WHAT TO DO: What lines in the material hold the string "shown"? Return every one of them.
**********
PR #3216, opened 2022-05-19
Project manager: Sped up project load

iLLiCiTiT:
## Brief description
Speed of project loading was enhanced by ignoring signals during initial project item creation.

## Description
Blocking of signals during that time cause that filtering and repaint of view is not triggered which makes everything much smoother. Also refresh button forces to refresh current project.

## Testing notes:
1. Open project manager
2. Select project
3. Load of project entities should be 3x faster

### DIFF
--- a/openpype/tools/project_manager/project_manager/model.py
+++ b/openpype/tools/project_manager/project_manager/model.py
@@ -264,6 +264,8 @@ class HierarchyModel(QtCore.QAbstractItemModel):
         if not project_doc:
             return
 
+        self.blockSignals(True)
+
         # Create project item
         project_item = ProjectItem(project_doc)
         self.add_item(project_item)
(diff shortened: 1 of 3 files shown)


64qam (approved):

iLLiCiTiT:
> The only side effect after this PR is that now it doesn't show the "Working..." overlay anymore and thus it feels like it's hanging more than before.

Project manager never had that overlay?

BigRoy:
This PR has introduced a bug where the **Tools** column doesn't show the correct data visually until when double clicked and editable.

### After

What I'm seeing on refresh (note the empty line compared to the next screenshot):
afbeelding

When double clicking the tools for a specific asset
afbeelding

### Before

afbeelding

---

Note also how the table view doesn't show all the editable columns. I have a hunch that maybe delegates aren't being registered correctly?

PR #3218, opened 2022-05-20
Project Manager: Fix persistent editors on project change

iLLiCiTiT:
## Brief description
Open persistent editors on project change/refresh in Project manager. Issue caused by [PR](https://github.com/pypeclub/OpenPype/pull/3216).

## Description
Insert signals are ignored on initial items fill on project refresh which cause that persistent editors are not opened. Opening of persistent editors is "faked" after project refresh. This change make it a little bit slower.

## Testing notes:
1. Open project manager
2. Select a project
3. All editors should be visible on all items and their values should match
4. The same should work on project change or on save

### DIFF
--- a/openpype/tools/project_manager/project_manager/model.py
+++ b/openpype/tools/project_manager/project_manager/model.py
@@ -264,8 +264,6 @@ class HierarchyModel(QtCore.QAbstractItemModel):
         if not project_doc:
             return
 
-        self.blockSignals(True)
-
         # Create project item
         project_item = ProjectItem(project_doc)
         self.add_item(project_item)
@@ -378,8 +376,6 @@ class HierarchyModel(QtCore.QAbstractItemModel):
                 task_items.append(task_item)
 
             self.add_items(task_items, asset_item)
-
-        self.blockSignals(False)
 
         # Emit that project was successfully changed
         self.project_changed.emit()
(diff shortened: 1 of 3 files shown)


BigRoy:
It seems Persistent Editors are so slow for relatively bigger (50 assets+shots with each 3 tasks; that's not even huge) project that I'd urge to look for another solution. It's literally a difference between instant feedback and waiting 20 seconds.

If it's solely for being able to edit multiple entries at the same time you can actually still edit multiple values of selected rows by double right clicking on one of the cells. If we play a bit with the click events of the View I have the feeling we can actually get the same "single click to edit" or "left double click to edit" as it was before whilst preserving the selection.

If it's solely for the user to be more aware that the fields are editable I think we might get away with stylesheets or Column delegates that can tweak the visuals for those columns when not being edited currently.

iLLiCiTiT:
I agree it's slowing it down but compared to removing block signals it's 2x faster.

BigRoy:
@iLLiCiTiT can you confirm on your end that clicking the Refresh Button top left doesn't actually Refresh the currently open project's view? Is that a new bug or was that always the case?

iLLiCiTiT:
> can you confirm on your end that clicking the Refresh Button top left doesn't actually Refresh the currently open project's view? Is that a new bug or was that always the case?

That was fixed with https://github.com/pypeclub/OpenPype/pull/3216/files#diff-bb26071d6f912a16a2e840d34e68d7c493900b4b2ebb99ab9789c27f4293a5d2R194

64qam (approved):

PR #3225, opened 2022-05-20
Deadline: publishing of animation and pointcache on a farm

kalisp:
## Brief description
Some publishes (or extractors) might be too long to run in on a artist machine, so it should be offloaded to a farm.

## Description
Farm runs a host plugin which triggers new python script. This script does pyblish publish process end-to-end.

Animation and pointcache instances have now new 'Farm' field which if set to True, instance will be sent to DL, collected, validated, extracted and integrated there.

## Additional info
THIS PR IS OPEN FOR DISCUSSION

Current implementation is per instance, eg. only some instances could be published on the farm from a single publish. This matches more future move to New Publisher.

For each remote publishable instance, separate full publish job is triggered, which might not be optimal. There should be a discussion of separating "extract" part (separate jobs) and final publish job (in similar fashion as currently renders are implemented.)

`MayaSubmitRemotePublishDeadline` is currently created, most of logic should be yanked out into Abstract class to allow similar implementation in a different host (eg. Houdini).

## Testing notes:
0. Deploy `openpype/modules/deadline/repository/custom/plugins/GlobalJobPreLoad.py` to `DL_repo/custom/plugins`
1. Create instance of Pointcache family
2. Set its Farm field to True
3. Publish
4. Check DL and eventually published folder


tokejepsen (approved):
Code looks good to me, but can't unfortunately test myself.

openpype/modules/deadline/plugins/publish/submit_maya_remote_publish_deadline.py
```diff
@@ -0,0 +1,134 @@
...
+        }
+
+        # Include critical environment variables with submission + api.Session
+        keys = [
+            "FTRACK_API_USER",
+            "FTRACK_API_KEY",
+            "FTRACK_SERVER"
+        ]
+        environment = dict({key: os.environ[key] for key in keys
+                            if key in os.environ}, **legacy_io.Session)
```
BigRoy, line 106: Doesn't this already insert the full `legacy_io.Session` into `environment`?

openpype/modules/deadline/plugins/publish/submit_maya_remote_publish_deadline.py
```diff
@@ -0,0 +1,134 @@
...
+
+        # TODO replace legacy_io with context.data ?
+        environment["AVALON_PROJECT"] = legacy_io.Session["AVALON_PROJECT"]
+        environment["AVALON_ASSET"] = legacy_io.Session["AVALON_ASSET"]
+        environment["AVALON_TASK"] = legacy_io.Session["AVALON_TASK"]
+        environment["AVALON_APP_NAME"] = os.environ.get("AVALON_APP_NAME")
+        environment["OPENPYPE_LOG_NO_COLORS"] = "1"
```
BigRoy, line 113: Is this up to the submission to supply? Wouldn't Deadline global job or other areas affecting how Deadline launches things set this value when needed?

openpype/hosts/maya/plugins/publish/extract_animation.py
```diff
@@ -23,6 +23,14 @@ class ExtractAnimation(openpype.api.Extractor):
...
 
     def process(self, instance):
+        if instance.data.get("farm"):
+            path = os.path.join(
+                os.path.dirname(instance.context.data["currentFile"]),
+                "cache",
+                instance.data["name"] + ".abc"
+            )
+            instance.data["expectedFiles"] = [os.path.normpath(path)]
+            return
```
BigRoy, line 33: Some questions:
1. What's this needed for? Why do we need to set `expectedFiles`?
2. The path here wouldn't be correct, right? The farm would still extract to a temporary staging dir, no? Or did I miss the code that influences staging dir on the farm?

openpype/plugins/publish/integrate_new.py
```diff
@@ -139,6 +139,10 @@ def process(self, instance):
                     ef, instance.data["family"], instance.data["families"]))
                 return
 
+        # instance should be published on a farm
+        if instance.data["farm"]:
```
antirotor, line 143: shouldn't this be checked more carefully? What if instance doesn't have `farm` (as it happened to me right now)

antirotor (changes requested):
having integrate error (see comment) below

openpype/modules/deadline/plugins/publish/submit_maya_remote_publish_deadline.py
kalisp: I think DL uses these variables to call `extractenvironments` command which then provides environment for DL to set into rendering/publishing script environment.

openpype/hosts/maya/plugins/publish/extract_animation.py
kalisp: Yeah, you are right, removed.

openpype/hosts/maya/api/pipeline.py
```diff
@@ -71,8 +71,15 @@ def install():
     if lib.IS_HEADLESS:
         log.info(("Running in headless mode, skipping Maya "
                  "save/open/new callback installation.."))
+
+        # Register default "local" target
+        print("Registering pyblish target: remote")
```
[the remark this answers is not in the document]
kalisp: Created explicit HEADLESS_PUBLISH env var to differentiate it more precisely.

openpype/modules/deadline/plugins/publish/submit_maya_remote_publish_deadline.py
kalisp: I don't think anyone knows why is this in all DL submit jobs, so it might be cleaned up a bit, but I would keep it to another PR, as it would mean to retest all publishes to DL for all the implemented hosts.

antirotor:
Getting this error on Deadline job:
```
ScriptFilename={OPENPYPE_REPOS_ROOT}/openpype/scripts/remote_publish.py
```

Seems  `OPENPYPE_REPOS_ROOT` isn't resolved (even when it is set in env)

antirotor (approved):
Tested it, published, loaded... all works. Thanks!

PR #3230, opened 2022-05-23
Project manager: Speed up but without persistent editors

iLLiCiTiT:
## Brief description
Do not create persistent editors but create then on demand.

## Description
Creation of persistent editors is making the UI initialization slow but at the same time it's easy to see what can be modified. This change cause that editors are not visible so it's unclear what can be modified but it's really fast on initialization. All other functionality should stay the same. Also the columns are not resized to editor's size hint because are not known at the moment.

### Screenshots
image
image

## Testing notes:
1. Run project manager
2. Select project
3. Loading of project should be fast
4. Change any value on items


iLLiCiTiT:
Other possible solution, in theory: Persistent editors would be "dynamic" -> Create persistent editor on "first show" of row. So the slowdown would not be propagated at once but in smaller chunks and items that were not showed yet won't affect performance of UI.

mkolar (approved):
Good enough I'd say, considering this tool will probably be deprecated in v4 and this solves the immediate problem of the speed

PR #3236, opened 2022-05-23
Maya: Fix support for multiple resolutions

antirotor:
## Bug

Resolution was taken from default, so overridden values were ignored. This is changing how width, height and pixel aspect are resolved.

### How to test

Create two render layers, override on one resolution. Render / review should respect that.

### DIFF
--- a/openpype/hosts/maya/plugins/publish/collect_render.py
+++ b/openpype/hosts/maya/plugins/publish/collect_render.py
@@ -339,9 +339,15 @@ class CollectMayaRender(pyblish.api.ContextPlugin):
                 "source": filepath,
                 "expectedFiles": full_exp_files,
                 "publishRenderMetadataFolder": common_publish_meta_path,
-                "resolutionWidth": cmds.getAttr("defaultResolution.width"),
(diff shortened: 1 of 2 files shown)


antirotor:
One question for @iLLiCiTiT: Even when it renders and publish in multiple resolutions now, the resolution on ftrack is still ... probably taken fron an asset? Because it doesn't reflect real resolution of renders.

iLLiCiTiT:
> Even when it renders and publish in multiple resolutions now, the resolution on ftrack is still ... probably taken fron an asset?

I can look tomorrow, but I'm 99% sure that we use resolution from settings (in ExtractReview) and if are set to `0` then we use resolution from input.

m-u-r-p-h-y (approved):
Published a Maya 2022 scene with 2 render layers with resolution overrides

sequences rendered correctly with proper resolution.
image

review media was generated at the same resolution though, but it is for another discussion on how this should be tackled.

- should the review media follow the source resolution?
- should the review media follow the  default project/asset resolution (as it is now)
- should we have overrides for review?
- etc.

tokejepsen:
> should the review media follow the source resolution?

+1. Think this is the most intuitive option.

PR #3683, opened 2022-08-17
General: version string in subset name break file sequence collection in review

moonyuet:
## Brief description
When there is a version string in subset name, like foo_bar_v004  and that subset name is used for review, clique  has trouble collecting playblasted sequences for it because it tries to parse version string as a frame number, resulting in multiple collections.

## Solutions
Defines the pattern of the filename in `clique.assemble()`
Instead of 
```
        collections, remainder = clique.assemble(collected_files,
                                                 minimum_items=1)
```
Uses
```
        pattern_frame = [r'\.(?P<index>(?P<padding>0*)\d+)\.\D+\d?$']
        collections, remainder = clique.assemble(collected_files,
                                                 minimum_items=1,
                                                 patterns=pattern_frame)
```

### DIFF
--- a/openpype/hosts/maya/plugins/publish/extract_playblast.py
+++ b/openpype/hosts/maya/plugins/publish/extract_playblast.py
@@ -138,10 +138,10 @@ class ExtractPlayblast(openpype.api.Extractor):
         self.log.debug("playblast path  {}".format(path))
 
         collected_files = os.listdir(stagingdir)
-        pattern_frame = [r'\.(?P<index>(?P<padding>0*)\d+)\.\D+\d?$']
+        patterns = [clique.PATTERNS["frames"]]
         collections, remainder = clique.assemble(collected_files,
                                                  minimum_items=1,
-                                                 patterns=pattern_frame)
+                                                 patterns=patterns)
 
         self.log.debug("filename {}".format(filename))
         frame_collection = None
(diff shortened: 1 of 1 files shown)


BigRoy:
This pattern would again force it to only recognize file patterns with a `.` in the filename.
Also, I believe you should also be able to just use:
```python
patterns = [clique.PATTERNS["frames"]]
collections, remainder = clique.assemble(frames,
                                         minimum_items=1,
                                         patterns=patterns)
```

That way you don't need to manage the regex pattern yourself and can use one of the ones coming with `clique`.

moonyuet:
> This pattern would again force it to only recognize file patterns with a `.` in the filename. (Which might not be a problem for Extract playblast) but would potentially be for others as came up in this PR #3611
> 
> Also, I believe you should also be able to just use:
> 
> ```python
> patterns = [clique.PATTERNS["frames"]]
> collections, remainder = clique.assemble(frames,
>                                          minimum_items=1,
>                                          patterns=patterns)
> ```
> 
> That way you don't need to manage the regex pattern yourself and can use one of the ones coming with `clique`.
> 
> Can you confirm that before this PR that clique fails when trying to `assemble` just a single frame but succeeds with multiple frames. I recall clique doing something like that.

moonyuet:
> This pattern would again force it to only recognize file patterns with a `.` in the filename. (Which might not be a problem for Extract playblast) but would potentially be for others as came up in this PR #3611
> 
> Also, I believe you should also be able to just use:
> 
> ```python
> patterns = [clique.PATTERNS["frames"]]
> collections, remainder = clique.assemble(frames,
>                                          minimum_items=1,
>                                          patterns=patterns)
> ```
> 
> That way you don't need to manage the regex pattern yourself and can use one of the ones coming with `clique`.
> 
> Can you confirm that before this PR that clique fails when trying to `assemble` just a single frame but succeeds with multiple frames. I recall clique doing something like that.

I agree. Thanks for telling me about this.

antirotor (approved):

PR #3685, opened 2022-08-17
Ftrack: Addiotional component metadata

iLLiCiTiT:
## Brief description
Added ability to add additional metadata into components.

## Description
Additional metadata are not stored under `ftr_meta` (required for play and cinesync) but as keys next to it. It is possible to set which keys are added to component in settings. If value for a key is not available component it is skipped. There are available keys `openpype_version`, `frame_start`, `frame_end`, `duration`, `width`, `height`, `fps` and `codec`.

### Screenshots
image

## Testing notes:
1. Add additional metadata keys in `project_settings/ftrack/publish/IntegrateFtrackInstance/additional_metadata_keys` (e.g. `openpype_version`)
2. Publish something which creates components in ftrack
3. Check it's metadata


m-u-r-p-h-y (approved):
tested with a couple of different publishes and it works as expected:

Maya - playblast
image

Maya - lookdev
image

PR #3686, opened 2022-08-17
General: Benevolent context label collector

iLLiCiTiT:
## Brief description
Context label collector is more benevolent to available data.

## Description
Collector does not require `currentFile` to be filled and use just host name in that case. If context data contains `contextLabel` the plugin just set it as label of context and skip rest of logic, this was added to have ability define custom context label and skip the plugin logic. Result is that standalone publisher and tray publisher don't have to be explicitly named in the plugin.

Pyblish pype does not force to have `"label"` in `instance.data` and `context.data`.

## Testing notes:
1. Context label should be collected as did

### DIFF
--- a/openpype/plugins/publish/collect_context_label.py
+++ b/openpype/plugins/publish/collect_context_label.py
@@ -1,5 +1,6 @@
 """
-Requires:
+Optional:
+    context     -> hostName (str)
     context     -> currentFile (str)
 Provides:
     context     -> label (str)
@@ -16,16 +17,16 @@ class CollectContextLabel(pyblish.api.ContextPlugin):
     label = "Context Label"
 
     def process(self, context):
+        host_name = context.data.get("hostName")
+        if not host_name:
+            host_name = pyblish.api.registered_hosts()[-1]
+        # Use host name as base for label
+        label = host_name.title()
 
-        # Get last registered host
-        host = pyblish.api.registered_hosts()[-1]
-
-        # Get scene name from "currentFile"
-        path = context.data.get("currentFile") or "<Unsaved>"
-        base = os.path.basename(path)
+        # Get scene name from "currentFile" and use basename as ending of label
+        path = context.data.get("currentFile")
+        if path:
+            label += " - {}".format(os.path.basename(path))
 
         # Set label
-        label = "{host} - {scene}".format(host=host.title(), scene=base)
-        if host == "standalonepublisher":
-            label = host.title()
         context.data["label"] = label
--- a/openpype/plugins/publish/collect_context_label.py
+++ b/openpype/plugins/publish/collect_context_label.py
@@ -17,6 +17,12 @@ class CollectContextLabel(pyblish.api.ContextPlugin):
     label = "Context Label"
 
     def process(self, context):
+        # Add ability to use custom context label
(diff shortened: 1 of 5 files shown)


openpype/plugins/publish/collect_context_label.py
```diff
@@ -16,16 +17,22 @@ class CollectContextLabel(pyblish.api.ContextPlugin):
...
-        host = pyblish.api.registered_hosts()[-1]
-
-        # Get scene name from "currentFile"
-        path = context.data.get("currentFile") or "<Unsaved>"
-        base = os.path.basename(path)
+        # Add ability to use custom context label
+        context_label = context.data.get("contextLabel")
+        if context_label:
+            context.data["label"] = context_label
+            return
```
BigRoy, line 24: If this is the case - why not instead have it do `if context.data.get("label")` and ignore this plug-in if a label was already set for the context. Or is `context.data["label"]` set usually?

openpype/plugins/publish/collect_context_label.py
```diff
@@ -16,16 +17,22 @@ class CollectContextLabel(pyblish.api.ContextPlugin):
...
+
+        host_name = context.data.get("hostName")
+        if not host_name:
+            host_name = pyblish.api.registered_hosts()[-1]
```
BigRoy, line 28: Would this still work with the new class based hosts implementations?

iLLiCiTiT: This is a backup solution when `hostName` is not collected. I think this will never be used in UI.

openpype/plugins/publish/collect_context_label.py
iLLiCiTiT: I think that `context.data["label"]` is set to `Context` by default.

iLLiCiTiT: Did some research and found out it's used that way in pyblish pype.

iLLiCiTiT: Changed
**********
EXERCISE SOLUTION:
(diff shortened: 1 of 3 files shown)
(diff shortened: 1 of 3 files shown)
(diff shortened: 1 of 2 files shown)
(diff shortened: 1 of 1 files shown)
(diff shortened: 1 of 5 files shown)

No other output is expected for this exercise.